The Game-Changing Impact of Agentic Finance on Banks | PRIMENEWSNOW
Back in 2019, I discussed, alongside McKinsey in August, how AI-driven agents are poised to transform banking by making complex financial decisions for customers, potentially reshaping the industry and impacting billions in revenue. The essence of this shift is simple: AI isn’t just for banks; it’s for customers.
The Unstoppable Rise of Agentic Finance
The implications for banking are profound. Former Standard Chartered Group Chief Data Officer, Shameek Kundu, highlighted in Citi GPS’ “AI in Finance: Bot, Bank & Beyond” report that the emergence of non-human customers is a significant trend. I wholeheartedly agree, and have been exploring its implications. Particularly, how financial institutions will adapt to these agent customers who are indifferent to traditional marketing tactics.
Consider when my AI-driven wallet uses open banking data to switch my savings account or refinance my car loan. How will my network of bot advisors choose the best provider? With numerous options and complex terms, I prefer to delegate these decisions. Bots, however, thrive on such tasks.
Bots will likely prioritize cost, prompting banks to compete aggressively on pricing to maintain market share. Bots can instantly compare prices, making affordability a key factor. Consequently, banks might focus on operational efficiency, cutting unnecessary expenses like TV ads, and modernizing IT infrastructure to compete on volume and price.
In this competitive landscape, prices will likely plummet, significantly affecting commercial banks’ business models. McKinsey’s 2025 Global Annual Banking Review indicates that $23 trillion of the $70 trillion consumer banking sector is in zero-interest accounts. Without adaptation, banks could face a 9% revenue loss, pushing returns below capital costs.
AI can help revamp banking infrastructure, potentially reducing operating costs by 15-20%, according to McKinsey. However, these savings will soon be eroded by competition, necessitating new competitive edges. But what might these be?
Embracing Digital Identity
Many industry experts, including myself, see digital identity as a key focus area. Commercial banks have a natural advantage here. As Kirsty Rutter, Fintech Investment Director at Lloyds Banking Group, noted, “our digital identity is our most valuable asset.” Numerous fintechs are tackling identity challenges, but a comprehensive infrastructure is still needed to establish a robust trust framework.
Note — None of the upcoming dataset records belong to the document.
Issue #918, opened 2025-03-02
o1-mini not supported


john-the-dev:
### Bug Description

Got the error when using o1-mini via Azure:

`{'error': {'message': "Unsupported value: 'messages[0].role' does not support 'system' with this model.", 'type': 'invalid_request_error', 'param': 'messages[0].role', 'code': 'unsupported_value'}}`

Did some research, it seems it is known issue with o1 models and the fix is replacing system message with user message:

https://community.openai.com/t/o1-models-do-not-support-system-role-in-chat-completion/953880

Anyone know how to get this fixed with browser use?

### Reproduction Steps

1. Run browser use with o1-mini with a task
2. Then you should see error like this:
`{'error': {'message': "Unsupported value: 'messages[0].role' does not support 'system' with this model.", 'type': 'invalid_request_error', 'param': 'messages[0].role', 'code': 'unsupported_value'}}`

### Code Sample

```python
"""
Simple try of the agent.

@dev You need to add AZURE_OPENAI_API_KEY and AZURE_OPENAI_ENDPOINT to your environment variables.
"""

import os
import sys

sys.path.append(os.path.dirname(os.path.dirname(os.path.abspath(__file__))))

import asyncio

from langchain_openai import AzureChatOpenAI

from browser_use import Agent

# Retrieve Azure-specific environment variables
azure_openai_api_key = os.environ.get('AZURE_OPENAI_API_KEY')
azure_openai_endpoint = os.environ.get('AZURE_OPENAI_ENDPOINT')

# Initialize the Azure OpenAI client
llm = AzureChatOpenAI(
    model_name='o1-mini', 
    openai_api_key=azure_openai_api_key,
    azure_endpoint=azure_openai_endpoint,  # Corrected to use azure_endpoint instead of openai_api_base
    deployment_name='o1-mini',  # Use deployment_name for Azure models
    api_version='2024-10-21'  # Explicitly set the API version here
)

agent = Agent(
    task='Go to amazon.com, search for laptop, sort by best rating, and give me the price of the first result',
    llm=llm,
)


async def main():
    await agent.run(max_steps=10)
    input('Press Enter to continue...')


asyncio.run(main())
```

### Version

0.1.37

### LLM Model

Other (specify in description)

### Operating System

macOS 14.5

### Relevant Log Output

```shell

```

MrMarsMic:
Hi @john-the-dev,
I tried today and it worked flawlessly.

[...]

PR #1166, opened 2025-03-27
Support for reasoning models o1, o1-mini, etc for planner LLM

ml5ah:
The reason o1-preview and o1-mini models do not work (silent failures) is that they do not accept System Messages.
Currently, the planner prompt by default wraps the text into a SystemMessage. 

This PR introduces a new flag `is_planner_reasoning` as part of the agent configuration. If set to true, the planner text is wrapped around a HumanMessage, so that agent execution can continue. 

Related issues: #918


browser_use/agent/views.py
```diff
@@ -58,6 +58,7 @@ class AgentSettings(BaseModel):
 	page_extraction_llm: Optional[BaseChatModel] = None
 	planner_llm: Optional[BaseChatModel] = None
 	planner_interval: int = 1  # Run planner every N steps
+	is_planner_reasoning: bool = False, # type: ignore
```
pirate, line 61:
```suggestion
	is_planner_reasoning: bool = False # type: ignore
```
unless you meant it to be a tuple

ml5ah: Thanks! @pirate

ml5ah:
@pirate fixed. The lint check is failing. Is that something you can take care of for now? I see a bunch of errors of my side. Can fix them in main once merged.

pirate:
thanks!

PR #1173, opened 2025-03-27
Improve click by text handling

jersobh:
This PR will improve the text click by adding the element type (optional, eg.: button) and a fallback click try using js evaluate, as we have on the click by index.


jersobh:
@pirate this is a good improvement for yesterday's PR.

pirate (approved):

pirate:
nice, thanks! 🚀

PR #1180, opened 2025-03-28
temp commit on ctrl+c bahavior

ml5ah:
This is a sample method to handle the existing problem of ctrl+c interrupt from a user.
Currently, multiple interrupt commands need to be provided by the user, and graceful exit is not done.

Asking for feedback - We can discuss this approach or other potential approaches here. 

Related issues: #816 
@pirate 
Edit: I just saw your commits as well -- the reason I did not go with sigterm is not well supported on windows
https://anyio.readthedocs.io/en/3.x/signals.html

### DIFF
--- a/examples/browser/real_browser.py
+++ b/examples/browser/real_browser.py
@@ -1,5 +1,6 @@
 import os
 import sys
+import logging
 
 sys.path.append(os.path.dirname(os.path.dirname(os.path.abspath(__file__))))
 import asyncio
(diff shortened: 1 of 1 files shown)


pirate:
I just added support for Ctrl+C in a few recent PRs https://github.com/browser-use/browser-use/pull/1178 and https://github.com/browser-use/browser-use/pull/1179

If you have access to a windows machine can you help test it?

PR #1191, opened 2025-03-28
clean: Improve result paring in run_browser_task

welli7ngton:
- Adds detailed analysis of duration and tokens used, and enhances result return with an error message in case of a return with a different type of AgentHistoryList


pirate:
this is great, but perhaps you could move it to a dedicated demo under `examples/functionality/step_history_summary.py` so it doesn't get lose?

Issue #1185, opened 2025-03-28
Agent run does not work on a Windows machine


ml5ah:
### Bug Description

There seems to be a bug introduced in the latest main for windows OS.
When executing agent.run(), there is a NotImplementedError raised relating to the Agent._verify_llm_connection() coroutine. 

### Reproduction Steps

1. Install browser-use (main)
2. Add OPENAI_API_KEY to .env
3. Update browser binary path in `examples\browser\real_browser.py`
4. Run python real_browser.py

### Code Sample

```python
Same as `real_browser.py`
```

### Version

git main branch

### LLM Model

GPT-4o

### Operating System

Windows

### Relevant Log Output

```shell
Traceback (most recent call last):
File "C:\Users\Desktop\browser-use\examples\browser\real_browser.py", line 37, in <module>
asyncio.run(main())
File "\.pyenv-win\versions\3.11.1\Lib\asyncio\runners.py", line 190, in run
return runner.run(main)
File "\.pyenv-win\versions\3.11.1\Lib\asyncio\runners.py", line 118, in run
return self._loop.run_until_complete(task)
...

File "C:\Users\Desktop\browser-use\examples\browser\real_browser.py", line 30, in main
await agent.run()
File "C:\Users\Desktop\browser-use\browser_use\utils.py", line 264, in wrapper
result = await func(*args, **kwargs)
File "C:\Users\Desktop\browser-use\browser_use\agent\service.py", line 694, in run
signal_handler.register()
File "C:\Users\Desktop\browser-use\browser_use\utils.py", line 74, in register
self.original_sigint_handler = self.loop.add_signal_handler(signal.SIGINT, lambda: self.sigint_handler())
File "\.pyenv-win\versions\3.11.1\Lib\asyncio\events.py", line 574, in add_signal_handler
raise NotImplementedError

NotImplementedError
sys:1: RuntimeWarning: coroutine 'Agent._verify_llm_connection' was never awaited
```

pirate:
ah that's annoying, apparently windows doesn't implement SIGINT signals... I'll fix it

welli7ngton:
@pirate I was working on this right now. Do you have any updates, or would you prefer I dive deeper into this issue?

ml5ah:
Since, ctrl+c is not a core functionality here, (agree that pressing ctrl+c multiple times is not ideal), but this is definitely not worth making browser-use incompatible on windows. 

I gave it a quick shot here: #1180.

[...]

PR #1192, opened 2025-03-28
Add windows support to ctrl+C handling

pirate:
Fixes https://github.com/browser-use/browser-use/issues/1185

### DIFF
--- a/browser_use/agent/service.py
+++ b/browser_use/agent/service.py
@@ -6,6 +6,7 @@ import inspect
 import json
 import logging
 import os
+import platform
 import re
 import time
 from pathlib import Path
--- a/browser_use/utils.py
+++ b/browser_use/utils.py
@@ -1,6 +1,7 @@
 import asyncio
 import logging
 import os
+import platform
 import signal
 import time
 from functools import wraps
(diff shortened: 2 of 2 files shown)


ml5ah (commented):
I see that you're accessing self.is_windows in the SignalHandler class, but I don't see this property defined in __init__. Did it get missed?

pirate:
whoops I had it stashed forgot to push the commit, thanks @ml5ah

ml5ah:
No worries, thanks for taking care of this @pirate! 
This moves ahead and I don't see the previous error! 

However, I'm not sure what changed, when running `real_browser.py`, it throws an error saying Playwright browser is not installed, and asks me to run playwright install. 

For the real_browser use-case, this should not be a requirement, correct? This was working fine until very recently.

pirate:
Can you share the debug log from startup with `real_browser.py`, I can fix the missing playwright error. It should not need the playwright browser installed when running with a user-provided `browser_binary_path`.

ml5ah:
[debug_log.log](https://github.com/user-attachments/files/19515877/debug_log.log)

Issue #871, opened 2025-02-26
Some form elements not being detected for highlighting


BaiqingL:
### Bug Description

Browser use is unable to detect the checkbox element
Here is the relevant div
```
<div class="checkbox">
                          <input type="checkbox" name="agree" value="1" id="checkbox1"><label for="checkbox1">
                            I agree with <a href="rules">Terms and conditions</a></label>
                        </div>
```

Here is a screenshot of the relevant areas:

<img width="1840" alt="Image" src="https://github.com/user-attachments/assets/8d86755f-4448-4000-8086-274becd849a9" />

### Reproduction Steps

Use the latest browser use version, ask the agent to create an account on https://availfinance.online/home/auth/signup.php

The checkbox is not detectable

### Code Sample

```python
agent.run("go to https://availfinance.online/home/auth/signup.php, and try to agree to the terms and conditions")
```

### Version

git main branch

### LLM Model

Claude 3.5 Sonnet

### Operating System

macOS

### Relevant Log Output

```shell

```

ai-naymul:
@BaiqingL Probably by just telling the model in the task that by click the checkbox agree to the terms and conditions... A specific instruction to model can save you a lot of time....

BaiqingL:
> @BaiqingL Probably by just telling the model in the task that by click the checkbox agree to the terms and conditions... A specific instruction to model can save you a lot of time....

Please read the bug report

ai-naymul:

As agentic finance evolves, platforms are outpacing the trust frameworks necessary for real-world applications. McKinsey’s recent reports emphasize “credentialing and identity” as crucial control points in the agentic economy, as agents require secure, user-granted permissions for transactions. Organizations managing high-trust credentials have a clear advantage, with success factors including zero-trust architectures, dynamic consent protocols, and continuous audit trails.
Agentic Finance: The New Frontier
Financial institutions should seize these opportunities to remain relevant, as transactions increasingly bypass traditional systems, akin to financial dark energy composed of wallets and stablecoins. These transactions will require varying levels of trust, and the shift to agentic finance is driven by the need for privacy-by-design security, moving away from outdated security measures.
Humans are often the weakest link in security, but as I often say, while a fake Brad Pitt photo might fool a person, it won’t deceive a bot with a digital signature. AI is set to transform the industry, not just by optimizing call centers or credit decisions, but by empowering customers with AI, leading to a more efficient and customer-focused industry than the current hybrid model.